--- START ---
PR #2244, opened 2019-11-21
AddressSpaceView cache fix

vjeko:
When the cache is disabled, entries still end up being cached due to a
bug in AddressSpaceView. This patch fixes that issue and simplifies the
logic.

## Overview

Description:

Why should this be merged: 

- [ ] Public API has Javadoc

### DIFF
--- a/runtime/src/main/java/org/corfudb/runtime/view/AddressSpaceView.java
+++ b/runtime/src/main/java/org/corfudb/runtime/view/AddressSpaceView.java
@@ -7,6 +7,7 @@ import com.google.common.cache.Cache;
 import com.google.common.cache.CacheBuilder;
 import com.google.common.cache.RemovalNotification;
 import com.google.common.collect.Iterables;
+import com.google.common.collect.Sets;
 import com.google.common.util.concurrent.UncheckedExecutionException;
 import io.netty.handler.timeout.TimeoutException;
 import lombok.NonNull;
@@ -41,16 +42,16 @@ import java.time.Duration;
 import java.util.ArrayList;
 import java.util.Comparator;
 import java.util.HashMap;
-import java.util.HashSet;
 import java.util.Iterator;
 import java.util.List;
 import java.util.Map;
+import java.util.Map.Entry;
 import java.util.NavigableSet;
 import java.util.Set;
-import java.util.TreeMap;
 import java.util.concurrent.CompletionException;
 import java.util.concurrent.ExecutionException;
 import java.util.concurrent.TimeUnit;
+import java.util.stream.Collectors;
 
 
 /**
@@ -61,15 +62,14 @@ import java.util.concurrent.TimeUnit;
 @Slf4j
 public class AddressSpaceView extends AbstractView {
 
+    private final static long CACHE_KEY_SIZE = MetricsUtils.sizeOf.deepSizeOf(0L);
+    private final static long DEFAULT_MAX_CACHE_ENTRIES = 5000;
+    private final static boolean NO_THROW = false;
+
     /**
      * A cache for read results.
      */
-    final Cache<Long, ILogData> readCache;
-
-    final private long cacheKeySize = MetricsUtils.sizeOf.deepSizeOf(new Long(0));
-
-    final private long defaultMaxCacheEntries = 5000;
-
+    private final Cache<Long, ILogData> readCache;
     private final ReadOptions defaultReadOptions = ReadOptions.builder()
             .ignoreTrim(false)
             .waitForHole(true)
@@ -83,28 +83,29 @@ public class AddressSpaceView extends AbstractView {
     public AddressSpaceView(@Nonnull final CorfuRuntime runtime) {
         super(runtime);
 
-        CacheBuilder cacheBuilder = CacheBuilder.newBuilder();
+        CacheBuilder<Object, Object> cacheBuilder = CacheBuilder.newBuilder();
 
-        long maxCacheEntries = runtime.getParameters().getMaxCacheEntries();
-        long maxCacheWeight = runtime.getParameters().getMaxCacheWeight();
-
-        if (maxCacheEntries != 0) {
-            cacheBuilder.maximumSize(runtime.getParameters().getMaxCacheEntries());
-        }
+        final boolean cacheDisabled = runtime.getParameters().isCacheDisabled();
+        final long maxCacheEntries = runtime.getParameters().getMaxCacheEntries();
+        final long maxCacheWeight = runtime.getParameters().getMaxCacheWeight();
+        final int concurrencyLevel = runtime.getParameters().getCacheConcurrencyLevel();
 
         if (maxCacheWeight != 0) {
-            cacheBuilder.maximumWeight(runtime.getParameters().getMaxCacheWeight());
-            cacheBuilder.weigher((k, v) -> (int) (cacheKeySize + MetricsUtils.sizeOf.deepSizeOf(v)));
+            cacheBuilder.maximumWeight(maxCacheWeight);
+            cacheBuilder.weigher((k, v) -> (int) (CACHE_KEY_SIZE + MetricsUtils.sizeOf.deepSizeOf(v)));
         }
 
-        if (maxCacheEntries == 0 && maxCacheWeight == 0) {
-            // If cache weight/size are not set, then we default to using
-            // size based cache
-            cacheBuilder.maximumSize(defaultMaxCacheEntries);
+        if (cacheDisabled) {
+            cacheBuilder.maximumSize(0); // Do not allocate memory when cache is disabled.
+        } else if (maxCacheEntries != 0) {
+            cacheBuilder.maximumSize(maxCacheEntries);
+        } else if (maxCacheWeight == 0) {
+            // If cache weight/size are not set, then we default to using size based cache.
+            cacheBuilder.maximumSize(DEFAULT_MAX_CACHE_ENTRIES);
         }
 
-        if (runtime.getParameters().getCacheConcurrencyLevel() != 0) {
-            cacheBuilder.concurrencyLevel(runtime.getParameters().getCacheConcurrencyLevel());
+        if (concurrencyLevel != 0) {
+            cacheBuilder.concurrencyLevel(concurrencyLevel);
         }
 
         readCache = cacheBuilder.expireAfterAccess(runtime.getParameters().getCacheExpiryTime(), TimeUnit.SECONDS)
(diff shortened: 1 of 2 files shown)


runtime/src/main/java/org/corfudb/runtime/view/AddressSpaceView.java
```diff
@@ -85,26 +85,28 @@ public AddressSpaceView(@Nonnull final CorfuRuntime runtime) {
 
         CacheBuilder cacheBuilder = CacheBuilder.newBuilder();
 
-        long maxCacheEntries = runtime.getParameters().getMaxCacheEntries();
-        long maxCacheWeight = runtime.getParameters().getMaxCacheWeight();
-
-        if (maxCacheEntries != 0) {
-            cacheBuilder.maximumSize(runtime.getParameters().getMaxCacheEntries());
-        }
+        final boolean cacheDisabled = runtime.getParameters().isCacheDisabled();
```
xnull: private

Maithem:
> Cache that is disabled will still allocate segments based on the
> defaultMaxCacheEntries. This causes unnecessary memory bloat -- about
> 300MB at the time of this patch.

Hmm, this doesn't sound correct: a quick experiment shows otherwise. Here's a heap dump of a cache with the size set to 5,000,000 (i.e. 1000x the default size):

"Name","Retained Size","Shallow Size","Level"
"com.google.common.cache.LocalCache","**2536**","128","1"
"maxWeight = long **5,000,000**  0x00000000004C4B40","","8","2"

The retained size and max cache size are highlighted in bold respectively. 

From Guava's point-of-view it actually doesn't make sense to pre-allocate the segments simply because they can't compute the size of each segment ahead of time. Guava implements both the weighted and size based eviction policies on top of weight based eviction. What this means is the size based cache just uses a weigher function that always returns 1. 

Why can't it pre-allocate for a weight base cache?

Since the weigher function is a lambda, the weigher can partition the max weight in any arbitrary manner which makes "pre-allocating a segment" unfeasible because the number of slots per segment can't be efficiently determined. 

Guava will create an array for segment locks (based on concurrency level) and each segment will have a map collection that can grow dynamically constrained by max segment weight which is max cache weight divided by the concurrency level. 

Its possible that your client code or the read/write methods in the `AddressSpaceView` has a bug that's causing the bloat.

vjeko:
I did not spend much time trying to figure out how the cache ends up getting populated.  Here is what I did notice:

After running the check-pointer over night and despite the cache being disabled, the total memory consumption for the cache ends up being **4GB**:

cache-leak

When the number of max entries is set to 0, the total heap consumption goes down to `50MB`.

There is **only** one place in the AddressSpaceView where read cache gets populated:

```
        // Cache the successful write
        if (!runtime.getParameters().isCacheDisabled() && cacheOption == CacheOption.WRITE_THROUGH) {
            //readCache.put(token.getSequence(), ld);
        }
```
Even after commenting out `readCache.put(...)` the memory consumption does not go down. This is why I concluded this is somehow related to read cache initialization. It could also be the case that read/invalidate operations have side effects.

There is something really fishy happening here.

vjeko:
Alright, there seems to be a bug in `ILogData cacheLoadAndGet(Cache<Long, ILogData> cache, long address, ILogData loadedValue)`.

I am looking into a fix.

vjeko:
From the documentation:

```
  /**
   * Returns the value associated with {@code key} in this cache, obtaining that value from {@code
   * loader} if necessary. The method improves upon the conventional "if cached, return; otherwise
   * create, cache and return" pattern. For further improvements, use {@link LoadingCache} and its
   * {@link LoadingCache#get(Object) get(K)} method instead of this one.
```

So look like `return cache.get(address, () -> loadedValue)` will actually cache the value.

Maithem:
> From the documentation:
> 
> ```
>   /**
>    * Returns the value associated with {@code key} in this cache, obtaining that value from {@code
>    * loader} if necessary. The method improves upon the conventional "if cached, return; otherwise
>    * create, cache and return" pattern. For further improvements, use {@link LoadingCache} and its
>    * {@link LoadingCache#get(Object) get(K)} method instead of this one.
> ```
> 
> So look like `return cache.get(address, () -> loadedValue)` will actually cache the value.

It seems like when some of the patches that went in to fix the checkpoint stream trimmed exception issues this method was introduced `checkForTrimmedAddresses`. It invokes the cache even though it shouldn't, since the verification should be post read/load. Essentially, after the reads bypass the cache, they get re-populated when `checkForTrimmedAddresses` is called and this code path is being invoked from `AbstractQueuedStreamView::resolveCheckpoint`.

If you look here: https://github.com/CorfuDB/CorfuDB/blob/master/runtime/src/main/java/org/corfudb/runtime/view/AddressSpaceView.java#L659  there shouldn't be any cache related logic since it should just check for trimmed exceptions.

I suggest you remove `cacheLoadAndGet` from `checkForTrimmedAddresses`. When cacheLoadAndGet was introduced it was only meant to be used in public `read` methods and not helper functions. Also, note that `ReadOptions::isClientCacheable` is not sufficient to make a decision on whether to cache or not, and `AddressSpaceView::cacheReadRequest` should be used instead.

runtime/src/main/java/org/corfudb/runtime/view/AddressSpaceView.java
```diff
@@ -420,34 +412,33 @@ private ILogData cacheLoadAndGet(Cache<Long, ILogData> cache, long address, ILog
      * @return A map of addresses read, which will be cached if caching is enabled
      */
     public Map<Long, ILogData> read(Iterable<Long> addresses, @NonNull ReadOptions options) {
-        // We need this map to preserve ordering as entries are expected in ascending order.
-        Map<Long, ILogData> result = new HashMap<>();
+        if (!options.isClientCacheable()) {
+            return fetchAll(addresses, options);
```
annym: In the refactoring we lost the check for trimmed addresses, meaning that, in the event of cache disable we won't throw trimmed exceptions if any address was trimmed.

runtime/src/main/java/org/corfudb/runtime/view/AddressSpaceView.java
```diff
@@ -332,20 +320,20 @@ private boolean cacheReadRequest(ReadOptions options) {
...
+     * @param addresses batch of addresses to read (bring into the cache) in case
+     *                  there is a cache miss (includes nextRead)
      * @param options  options for this read request
      * @return data for current 'address' of interest.
      */
     public @Nonnull
     ILogData read(@NonNull Long nextRead, @NonNull NavigableSet<Long> addresses,
                   @NonNull ReadOptions options) {
-        if (cacheReadRequest(options)) {
+        if (options.isClientCacheable()) {
```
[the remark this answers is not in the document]
vjeko: This option is only used in the constructor. if the cache is disabled, we simple reduce the cache size to zero. No special path is required in that case.

runtime/src/main/java/org/corfudb/runtime/view/AddressSpaceView.java
```diff
@@ -235,7 +236,7 @@ public void write(@Nonnull IToken token, @Nonnull Object data, @Nonnull CacheOpt
         }, true);
 
         // Cache the successful write
-        if (!runtime.getParameters().isCacheDisabled() && cacheOption == CacheOption.WRITE_THROUGH) {
+        if (cacheOption == CacheOption.WRITE_THROUGH) {
```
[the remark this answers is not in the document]
vjeko: Same logic applies here as in this comment: https://github.com/CorfuDB/CorfuDB/pull/2244/files/1d4b61b1aaff032d990fc6563d9d8fa27f7ab1dd#r353488105

runtime/src/main/java/org/corfudb/runtime/view/AddressSpaceView.java
vjeko: Good catch! Thanks!

vjeko: Turns out that this if statement is not necessary. We already have a check in `cacheLoadAndGet`:

```
        if (!options.isClientCacheable()) {
            return loadedValue;
        }
```

runtime/src/main/java/org/corfudb/runtime/view/AddressSpaceView.java
```diff
@@ -614,64 +601,43 @@ public void invalidateClientCache() {
...
-        if (!trimmedAddresses.isEmpty()) {
-            if (!options.isIgnoreTrim()) {
-                throw new TrimmedException(trimmedAddresses);
-            }
-
-            log.warn("read: ignoring trimmed addresses {}", trimmedAddresses);
-        }
-
-        return result;
+    private List<Long> filterTrimmedAddresses(Map<Long, ILogData> allData, ReadOptions options) {
```
annym: Codacy Issue found: [Avoid unused method parameters such as 'options'.](https://app.codacy.com/app/annymartinez.m/CorfuDB/pullRequest?prid=4651449)

annym:


```diff

Issues
======
+ Solved 1
- Added 1
           
```


See the complete overview on [Codacy](https://app.codacy.com/app/annymartinez.m/CorfuDB/pullRequest?prid=4651449&bid=15577759)

annym:


```diff

Issues
======
+ Solved 1
- Added 1
           
```


See the complete overview on [Codacy](https://app.codacy.com/app/annymartinez.m/CorfuDB/pullRequest?prid=4651449&bid=15577759)

runtime/src/main/java/org/corfudb/runtime/view/AddressSpaceView.java
annym: Codacy Issue found: [Avoid unused method parameters such as 'options'.](https://app.codacy.com/app/annymartinez.m/CorfuDB/pullRequest?prid=4651449)

annym:


```diff

Issues
======
+ Solved 1
           
```


See the complete overview on [Codacy](https://app.codacy.com/app/annymartinez.m/CorfuDB/pullRequest?prid=4651449&bid=15577759)

annym:


```diff

Issues
======
+ Solved 1
           
```


See the complete overview on [Codacy](https://app.codacy.com/app/CorfuDB/CorfuDB/pullRequest?prid=4653421&bid=15584309)

Maithem:
This patch didn't seem to work when @hisundar tried it. @hisundar maybe you can comment on what you saw.

vjeko:
I ran a unit test before merging to verify the functionality. The patch is working as expected -- cache size remains at zero.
--- END ---
§ **What this task involves**: Report the lines above that contain "improvements".

§ **Written reply**:
   * create, cache and return" pattern. For further improvements, use {@link LoadingCache} and its
>    * create, cache and return" pattern. For further improvements, use {@link LoadingCache} and its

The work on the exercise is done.